— Problem description —
The listing should be returned in its entirety, exactly as given.

=== Section Start ===

PR #36, opened 2023-09-20
chore: enhance `testutils.TestServer`

warber:
Use dedicated struct with functions instead of raw map.

### DIFF
--- a/api/clients/automation/automation_test.go
+++ b/api/clients/automation/automation_test.go
@@ -36,8 +36,8 @@ func TestAutomationClient_Get(t *testing.T) {
 	const payload = `{ "id" : "91cc8988-2223-404a-a3f5-5f1a839ecd45", "data" : "some-data1" }`
 
 	t.Run("Get - no ID given", func(t *testing.T) {
-		responses := testutils.ServerResponses{}
-		server := testutils.NewHTTPTestServer(t, []testutils.ServerResponses{responses})
+		responses := []testutils.ResponseDef{}
+		server := testutils.NewHTTPTestServer(t, responses)
 		defer server.Close()
 
 		client := automation.NewClient(rest.NewClient(server.URL(), server.Client()))
@@ -49,13 +49,18 @@ func TestAutomationClient_Get(t *testing.T) {
 
 	t.Run("GET - OK", func(t *testing.T) {
 
-		responses := testutils.ServerResponses{
-			http.MethodGet: {
-				ResponseCode: http.StatusOK,
-				ResponseBody: payload,
+		responses := []testutils.ResponseDef{
+			{
+				GET: func(t *testing.T, req *http.Request) testutils.Response {
+					return testutils.Response{
+						ResponseCode: http.StatusOK,
+						ResponseBody: payload,
+					}
+				},
 			},
 		}
-		server := testutils.NewHTTPTestServer(t, []testutils.ServerResponses{responses})
+
+		server := testutils.NewHTTPTestServer(t, responses)
 		defer server.Close()
 
 		client := automation.NewClient(rest.NewClient(server.URL(), server.Client()))
@@ -68,8 +73,9 @@ func TestAutomationClient_Get(t *testing.T) {
 	})
 
 	t.Run("GET - Unable to make HTTP call", func(t *testing.T) {
-		responses := testutils.ServerResponses{}
-		server := testutils.NewHTTPTestServer(t, []testutils.ServerResponses{responses})
+
+		responses := []testutils.ResponseDef{}
+		server := testutils.NewHTTPTestServer(t, responses)
 		defer server.Close()
 
 		client := automation.NewClient(rest.NewClient(server.URL(), server.FaultyClient()))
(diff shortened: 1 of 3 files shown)


api/clients/automation/automation_test.go
```diff
@@ -162,28 +187,34 @@ func TestAutomationClient_Update(t *testing.T) {
...
-					adminAccessQP := request.URL.Query()["adminAccess"]
+		responses := []testutils.ResponseDef{
+			{
+				PUT: func(t *testing.T, req *http.Request) testutils.Response {
+					return testutils.Response{
+						ResponseCode: http.StatusForbidden,
+						ResponseBody: payload,
+					}
+				},
+				ValidateRequest: func(t *testing.T, req *http.Request) {
```
UnseenWizzard, line 198: nit/thought: With the responses now being functions that get the request as well as testing, I'm starting to wonder if having a dedicated Validate function is even required. I could just do the asserts as part of the response function - in the same way I would when writing a httptest.HandlerFunc.
What do you think?

warber: I left it separated, thinking further test utilities might provide some sort of "default" validators you could just plug in.

internal/testutils/testserver.go
```diff
@@ -51,55 +51,87 @@ func (t TestServer) FaultyClient() *http.Client {
...
-			_, _ = rw.Write([]byte(res.ResponseBody)) // nosemgrep: go.lang.security.audit.xss.no-direct-write-to-responsewriter.no-direct-write-to-responsewriter
-		} else {
-			t.Errorf("unexpected HTTP method call: %s", req.Method)
+		handlerFunc, found := methodFuncs[req.Method]
+		if !found {
+			rw.WriteHeader(http.StatusMethodNotAllowed)
+			_, _ = rw.Write([]byte("Method not supported")) // nosemgrep: go.lang.security.audit.xss.no-direct-write-to-responsewriter.no-direct-write-to-responsewriter
+			return
 		}
+		if handlerFunc == nil {
```
UnseenWizzard, line 77: isn't that other than a strange edge-case the same as `!found` ? 
Why handle no response function being found as a HTTP error, and explicitly configuring nil for a method as a test error?

internal/testutils/testserver.go
```diff
@@ -51,55 +51,87 @@ func (t TestServer) FaultyClient() *http.Client {
...
 	return testServer
 }
 
+type Response struct {
+	ResponseCode int
+	ResponseBody string
+}
+
+type ResponseDef struct {
+	GET             func(*testing.T, *http.Request) Response
```
UnseenWizzard, line 97: nit: It might be a bit confusing that you can define several methods for a single response - and the server will answer to whatever was requested. Can't think of a better way than going back to a map[string]func though...

internal/testutils/testserver.go
warber: :D yes, should we treat `!found` just as a test error?

internal/testutils/testserver.go
```diff
@@ -51,55 +51,87 @@ func (t TestServer) FaultyClient() *http.Client {
...
+	PUT             func(*testing.T, *http.Request) Response
+	POST            func(*testing.T, *http.Request) Response
+	DELETE          func(*testing.T, *http.Request) Response
+	ValidateRequest func(*testing.T, *http.Request)
+}
+
+func (r ResponseDef) Get(t *testing.T, req *http.Request) Response {
```
UnseenWizzard, line 104: are these used anywhere? if I'm not mistaken you only use the struct fields directly?

UnseenWizzard (commented):
Nice change! Might benefit from a bit of cleanup still.

internal/testutils/testserver.go
warber: I thought of including a check that panics if you define more than one, wdyt?

internal/testutils/testserver.go
UnseenWizzard: I'd say it makes sense, yes. 
If I didn't define that the server should reply to a PUT, and it gets an expected one, it would be reasonable to see that as a failing test IMO

internal/testutils/testserver.go
warber: only `Validate` is used which provides a default passthrough if you didn't specify a ValidateRequest func.
forgot to call the others as well.

internal/testutils/testserver.go
UnseenWizzard: That'd feel in line with what we said above about failing if unexpected calls happen. I don't know if there'd ever be a case, if I want to define an either/or kind of reply for a test... 🤔 Probably not. 
Maybe t.Fatal would be cleaner than just panicing?

internal/testutils/testserver.go
UnseenWizzard: Do you want to call them or remove them, though? 
With the current map and !found behavior there can't be a case that needs the != nil check these methods provide.
Could replace the map with a switch and method call maybe, but I don't know if that improves anything

internal/testutils/testserver.go
warber: not sure, actually panic makes the most sense to me.
actually also in the case where a handler is `!found` it should panic.
It's no test error, it's just wrongly used and could never work.

That's also how https://github.com/matryer/moq are handling these situations. if something not defined on your mock is called, it panics.

are you fine with that?

internal/testutils/testserver.go
warber: I would call them, it gives the possibility to add additional logic if needed (maybe never will be but it does not hurt if they are there, and for Validate it is actually already used)

warber:
@UnseenWizzard I've addressed the issues. For now, I've decided to let the testing server `panic` if anything related to testsetup (e.g. missing handler function or more than one handler function defined,...) occurs. I could not see any particular benefit of usigng e.g. `t.Fatal` tho I am relaxed about changing it to this if you insist :)

internal/testutils/testserver.go
```diff
@@ -51,59 +52,108 @@ func (t TestServer) FaultyClient() *http.Client {
...
+
 // ErrorTransport is custom transport that always produces a simulated network error.
 type ErrorTransport struct{}
 
 // RoundTrip implements the RoundTripper interface and returns a simulated network error.
 func (t *ErrorTransport) RoundTrip(_ *http.Request) (*http.Response, error) {
 	return nil, errors.New("simulated network error")
 }
+
+func checkExactlyOneHandlerSet(def ResponseDef) bool {
```
UnseenWizzard, line 144: nit: technically the name is incorrect. It allows zero handlers as well - not sure if it even should though? 
If I want to assert that no API calls happen, a testserver with zero responses would also make the test fail if it gets one, right?

UnseenWizzard (dismissed):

=== Section End ===

— Result —
PR #36, opened 2023-09-20
chore: enhance `testutils.TestServer`

warber:
Use dedicated struct with functions instead of raw map.

### DIFF
--- a/api/clients/automation/automation_test.go
+++ b/api/clients/automation/automation_test.go
@@ -36,8 +36,8 @@ func TestAutomationClient_Get(t *testing.T) {
 	const payload = `{ "id" : "91cc8988-2223-404a-a3f5-5f1a839ecd45", "data" : "some-data1" }`
 
 	t.Run("Get - no ID given", func(t *testing.T) {
-		responses := testutils.ServerResponses{}
-		server := testutils.NewHTTPTestServer(t, []testutils.ServerResponses{responses})
+		responses := []testutils.ResponseDef{}
+		server := testutils.NewHTTPTestServer(t, responses)
 		defer server.Close()
 
 		client := automation.NewClient(rest.NewClient(server.URL(), server.Client()))
@@ -49,13 +49,18 @@ func TestAutomationClient_Get(t *testing.T) {
 
 	t.Run("GET - OK", func(t *testing.T) {
 
-		responses := testutils.ServerResponses{
-			http.MethodGet: {
-				ResponseCode: http.StatusOK,
-				ResponseBody: payload,
+		responses := []testutils.ResponseDef{
+			{
+				GET: func(t *testing.T, req *http.Request) testutils.Response {
+					return testutils.Response{
+						ResponseCode: http.StatusOK,
+						ResponseBody: payload,
+					}
+				},
 			},
 		}
-		server := testutils.NewHTTPTestServer(t, []testutils.ServerResponses{responses})
+
+		server := testutils.NewHTTPTestServer(t, responses)
 		defer server.Close()
 
 		client := automation.NewClient(rest.NewClient(server.URL(), server.Client()))
@@ -68,8 +73,9 @@ func TestAutomationClient_Get(t *testing.T) {
 	})
 
 	t.Run("GET - Unable to make HTTP call", func(t *testing.T) {
-		responses := testutils.ServerResponses{}
-		server := testutils.NewHTTPTestServer(t, []testutils.ServerResponses{responses})
+
+		responses := []testutils.ResponseDef{}
+		server := testutils.NewHTTPTestServer(t, responses)
 		defer server.Close()
 
 		client := automation.NewClient(rest.NewClient(server.URL(), server.FaultyClient()))
(diff shortened: 1 of 3 files shown)


api/clients/automation/automation_test.go
```diff
@@ -162,28 +187,34 @@ func TestAutomationClient_Update(t *testing.T) {
...
-					adminAccessQP := request.URL.Query()["adminAccess"]
+		responses := []testutils.ResponseDef{
+			{
+				PUT: func(t *testing.T, req *http.Request) testutils.Response {
+					return testutils.Response{
+						ResponseCode: http.StatusForbidden,
+						ResponseBody: payload,
+					}
+				},
+				ValidateRequest: func(t *testing.T, req *http.Request) {
```
UnseenWizzard, line 198: nit/thought: With the responses now being functions that get the request as well as testing, I'm starting to wonder if having a dedicated Validate function is even required. I could just do the asserts as part of the response function - in the same way I would when writing a httptest.HandlerFunc.
What do you think?

warber: I left it separated, thinking further test utilities might provide some sort of "default" validators you could just plug in.

internal/testutils/testserver.go
```diff
@@ -51,55 +51,87 @@ func (t TestServer) FaultyClient() *http.Client {
...
-			_, _ = rw.Write([]byte(res.ResponseBody)) // nosemgrep: go.lang.security.audit.xss.no-direct-write-to-responsewriter.no-direct-write-to-responsewriter
-		} else {
-			t.Errorf("unexpected HTTP method call: %s", req.Method)
+		handlerFunc, found := methodFuncs[req.Method]
+		if !found {
+			rw.WriteHeader(http.StatusMethodNotAllowed)
+			_, _ = rw.Write([]byte("Method not supported")) // nosemgrep: go.lang.security.audit.xss.no-direct-write-to-responsewriter.no-direct-write-to-responsewriter
+			return
 		}
+		if handlerFunc == nil {
```
UnseenWizzard, line 77: isn't that other than a strange edge-case the same as `!found` ? 
Why handle no response function being found as a HTTP error, and explicitly configuring nil for a method as a test error?

internal/testutils/testserver.go
```diff
@@ -51,55 +51,87 @@ func (t TestServer) FaultyClient() *http.Client {
...
 	return testServer
 }
 
+type Response struct {
+	ResponseCode int
+	ResponseBody string
+}
+
+type ResponseDef struct {
+	GET             func(*testing.T, *http.Request) Response
```
UnseenWizzard, line 97: nit: It might be a bit confusing that you can define several methods for a single response - and the server will answer to whatever was requested. Can't think of a better way than going back to a map[string]func though...

internal/testutils/testserver.go
warber: :D yes, should we treat `!found` just as a test error?

internal/testutils/testserver.go
```diff
@@ -51,55 +51,87 @@ func (t TestServer) FaultyClient() *http.Client {
...
+	PUT             func(*testing.T, *http.Request) Response
+	POST            func(*testing.T, *http.Request) Response
+	DELETE          func(*testing.T, *http.Request) Response
+	ValidateRequest func(*testing.T, *http.Request)
+}
+
+func (r ResponseDef) Get(t *testing.T, req *http.Request) Response {
```
UnseenWizzard, line 104: are these used anywhere? if I'm not mistaken you only use the struct fields directly?

UnseenWizzard (commented):
Nice change! Might benefit from a bit of cleanup still.

internal/testutils/testserver.go
warber: I thought of including a check that panics if you define more than one, wdyt?

internal/testutils/testserver.go
UnseenWizzard: I'd say it makes sense, yes. 
If I didn't define that the server should reply to a PUT, and it gets an expected one, it would be reasonable to see that as a failing test IMO

internal/testutils/testserver.go
warber: only `Validate` is used which provides a default passthrough if you didn't specify a ValidateRequest func.
forgot to call the others as well.

internal/testutils/testserver.go
UnseenWizzard: That'd feel in line with what we said above about failing if unexpected calls happen. I don't know if there'd ever be a case, if I want to define an either/or kind of reply for a test... 🤔 Probably not. 
Maybe t.Fatal would be cleaner than just panicing?

internal/testutils/testserver.go
UnseenWizzard: Do you want to call them or remove them, though? 
With the current map and !found behavior there can't be a case that needs the != nil check these methods provide.
Could replace the map with a switch and method call maybe, but I don't know if that improves anything

internal/testutils/testserver.go
warber: not sure, actually panic makes the most sense to me.
actually also in the case where a handler is `!found` it should panic.
It's no test error, it's just wrongly used and could never work.

That's also how https://github.com/matryer/moq are handling these situations. if something not defined on your mock is called, it panics.

are you fine with that?

internal/testutils/testserver.go
warber: I would call them, it gives the possibility to add additional logic if needed (maybe never will be but it does not hurt if they are there, and for Validate it is actually already used)

warber:
@UnseenWizzard I've addressed the issues. For now, I've decided to let the testing server `panic` if anything related to testsetup (e.g. missing handler function or more than one handler function defined,...) occurs. I could not see any particular benefit of usigng e.g. `t.Fatal` tho I am relaxed about changing it to this if you insist :)

internal/testutils/testserver.go
```diff
@@ -51,59 +52,108 @@ func (t TestServer) FaultyClient() *http.Client {
...
+
 // ErrorTransport is custom transport that always produces a simulated network error.
 type ErrorTransport struct{}
 
 // RoundTrip implements the RoundTripper interface and returns a simulated network error.
 func (t *ErrorTransport) RoundTrip(_ *http.Request) (*http.Response, error) {
 	return nil, errors.New("simulated network error")
 }
+
+func checkExactlyOneHandlerSet(def ResponseDef) bool {
```
UnseenWizzard, line 144: nit: technically the name is incorrect. It allows zero handlers as well - not sure if it even should though? 
If I want to assert that no API calls happen, a testserver with zero responses would also make the test fail if it gets one, right?

UnseenWizzard (dismissed):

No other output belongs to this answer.